▸ Information
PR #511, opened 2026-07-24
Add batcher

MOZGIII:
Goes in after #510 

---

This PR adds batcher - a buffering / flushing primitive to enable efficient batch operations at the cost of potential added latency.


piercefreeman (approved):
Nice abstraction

--

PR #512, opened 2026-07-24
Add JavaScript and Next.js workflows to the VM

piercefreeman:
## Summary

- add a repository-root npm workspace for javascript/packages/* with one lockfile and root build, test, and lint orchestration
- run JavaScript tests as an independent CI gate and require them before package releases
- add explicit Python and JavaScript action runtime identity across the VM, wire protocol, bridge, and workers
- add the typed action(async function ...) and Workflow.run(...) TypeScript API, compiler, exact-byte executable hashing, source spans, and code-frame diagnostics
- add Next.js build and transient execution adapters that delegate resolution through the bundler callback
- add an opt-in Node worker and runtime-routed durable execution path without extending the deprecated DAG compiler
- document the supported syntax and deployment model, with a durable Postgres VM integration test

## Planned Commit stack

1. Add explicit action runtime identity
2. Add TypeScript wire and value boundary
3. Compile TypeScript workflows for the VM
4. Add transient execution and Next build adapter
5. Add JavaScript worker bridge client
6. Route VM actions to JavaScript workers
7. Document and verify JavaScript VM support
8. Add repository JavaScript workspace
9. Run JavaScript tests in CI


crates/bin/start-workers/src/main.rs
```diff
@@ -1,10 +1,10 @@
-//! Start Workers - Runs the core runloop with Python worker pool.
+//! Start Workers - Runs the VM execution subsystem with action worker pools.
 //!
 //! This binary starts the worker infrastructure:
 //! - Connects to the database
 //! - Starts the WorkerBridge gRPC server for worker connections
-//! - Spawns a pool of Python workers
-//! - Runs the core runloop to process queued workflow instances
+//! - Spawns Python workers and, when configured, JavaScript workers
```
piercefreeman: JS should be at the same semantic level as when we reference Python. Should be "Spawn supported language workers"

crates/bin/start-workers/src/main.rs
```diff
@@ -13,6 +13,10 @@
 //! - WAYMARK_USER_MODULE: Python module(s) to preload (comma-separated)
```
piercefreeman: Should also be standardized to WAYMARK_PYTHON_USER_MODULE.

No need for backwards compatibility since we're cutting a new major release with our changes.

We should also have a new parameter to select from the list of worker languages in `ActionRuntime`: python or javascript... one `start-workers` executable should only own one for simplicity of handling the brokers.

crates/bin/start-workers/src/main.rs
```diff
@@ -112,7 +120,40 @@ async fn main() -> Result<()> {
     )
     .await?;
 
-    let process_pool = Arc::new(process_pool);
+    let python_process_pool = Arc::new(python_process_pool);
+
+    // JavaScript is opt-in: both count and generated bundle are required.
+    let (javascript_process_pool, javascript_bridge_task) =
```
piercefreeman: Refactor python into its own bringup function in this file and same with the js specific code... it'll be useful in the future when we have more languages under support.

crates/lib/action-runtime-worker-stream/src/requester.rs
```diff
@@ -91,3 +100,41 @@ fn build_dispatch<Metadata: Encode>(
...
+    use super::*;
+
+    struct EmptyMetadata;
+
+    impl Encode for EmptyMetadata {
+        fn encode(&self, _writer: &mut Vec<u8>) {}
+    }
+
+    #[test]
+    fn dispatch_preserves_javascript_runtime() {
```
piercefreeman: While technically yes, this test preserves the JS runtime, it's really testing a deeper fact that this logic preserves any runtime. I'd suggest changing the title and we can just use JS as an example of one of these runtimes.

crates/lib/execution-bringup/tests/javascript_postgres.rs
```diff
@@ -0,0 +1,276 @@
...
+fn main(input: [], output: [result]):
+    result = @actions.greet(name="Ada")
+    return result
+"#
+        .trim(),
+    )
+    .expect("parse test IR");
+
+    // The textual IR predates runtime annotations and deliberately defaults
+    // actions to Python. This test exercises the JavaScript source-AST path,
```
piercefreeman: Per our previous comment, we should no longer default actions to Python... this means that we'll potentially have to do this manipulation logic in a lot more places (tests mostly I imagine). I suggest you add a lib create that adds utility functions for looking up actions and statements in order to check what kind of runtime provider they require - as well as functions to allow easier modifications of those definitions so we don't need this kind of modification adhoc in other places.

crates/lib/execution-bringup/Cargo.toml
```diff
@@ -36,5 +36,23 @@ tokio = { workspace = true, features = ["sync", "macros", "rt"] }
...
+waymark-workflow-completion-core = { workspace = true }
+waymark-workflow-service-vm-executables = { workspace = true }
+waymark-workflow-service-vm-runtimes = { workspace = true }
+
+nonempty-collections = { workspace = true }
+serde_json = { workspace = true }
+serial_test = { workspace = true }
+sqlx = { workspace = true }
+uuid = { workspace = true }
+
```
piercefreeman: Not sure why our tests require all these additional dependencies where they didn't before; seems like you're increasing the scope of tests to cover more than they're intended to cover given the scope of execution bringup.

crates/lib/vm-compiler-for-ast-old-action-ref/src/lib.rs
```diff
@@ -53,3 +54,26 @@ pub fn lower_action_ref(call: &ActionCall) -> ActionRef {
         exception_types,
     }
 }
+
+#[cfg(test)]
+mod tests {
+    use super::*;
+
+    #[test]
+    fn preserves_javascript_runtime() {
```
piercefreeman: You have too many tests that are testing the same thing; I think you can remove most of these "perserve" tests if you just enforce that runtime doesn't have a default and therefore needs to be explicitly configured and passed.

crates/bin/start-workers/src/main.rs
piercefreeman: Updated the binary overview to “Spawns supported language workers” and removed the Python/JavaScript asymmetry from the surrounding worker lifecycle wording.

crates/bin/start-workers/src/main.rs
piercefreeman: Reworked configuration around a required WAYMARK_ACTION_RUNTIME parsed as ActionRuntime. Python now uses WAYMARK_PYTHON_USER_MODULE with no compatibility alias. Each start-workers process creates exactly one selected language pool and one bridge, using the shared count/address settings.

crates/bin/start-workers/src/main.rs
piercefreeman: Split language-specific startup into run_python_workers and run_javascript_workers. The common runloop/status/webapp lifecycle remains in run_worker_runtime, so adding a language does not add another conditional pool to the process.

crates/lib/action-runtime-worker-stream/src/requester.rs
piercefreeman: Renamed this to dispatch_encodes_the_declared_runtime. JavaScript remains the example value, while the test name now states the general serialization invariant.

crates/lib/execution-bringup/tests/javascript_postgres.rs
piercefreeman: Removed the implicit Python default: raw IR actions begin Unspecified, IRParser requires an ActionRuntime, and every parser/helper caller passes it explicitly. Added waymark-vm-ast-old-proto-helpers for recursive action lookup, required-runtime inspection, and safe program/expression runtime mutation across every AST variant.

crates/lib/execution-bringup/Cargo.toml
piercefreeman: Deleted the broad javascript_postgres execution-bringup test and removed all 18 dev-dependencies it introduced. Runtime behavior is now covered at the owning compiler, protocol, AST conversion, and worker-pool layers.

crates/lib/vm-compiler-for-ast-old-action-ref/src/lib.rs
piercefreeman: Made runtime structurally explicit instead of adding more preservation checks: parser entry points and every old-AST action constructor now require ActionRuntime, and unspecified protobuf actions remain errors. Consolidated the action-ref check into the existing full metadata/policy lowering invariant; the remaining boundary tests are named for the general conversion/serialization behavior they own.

▸ What the exercise asks
Using the records above, filter out every line that lacks the string "batcher" and copy the rest.

▸ Solution to this problem
Add batcher
This PR adds batcher - a buffering / flushing primitive to enable efficient batch operations at the cost of potential added latency.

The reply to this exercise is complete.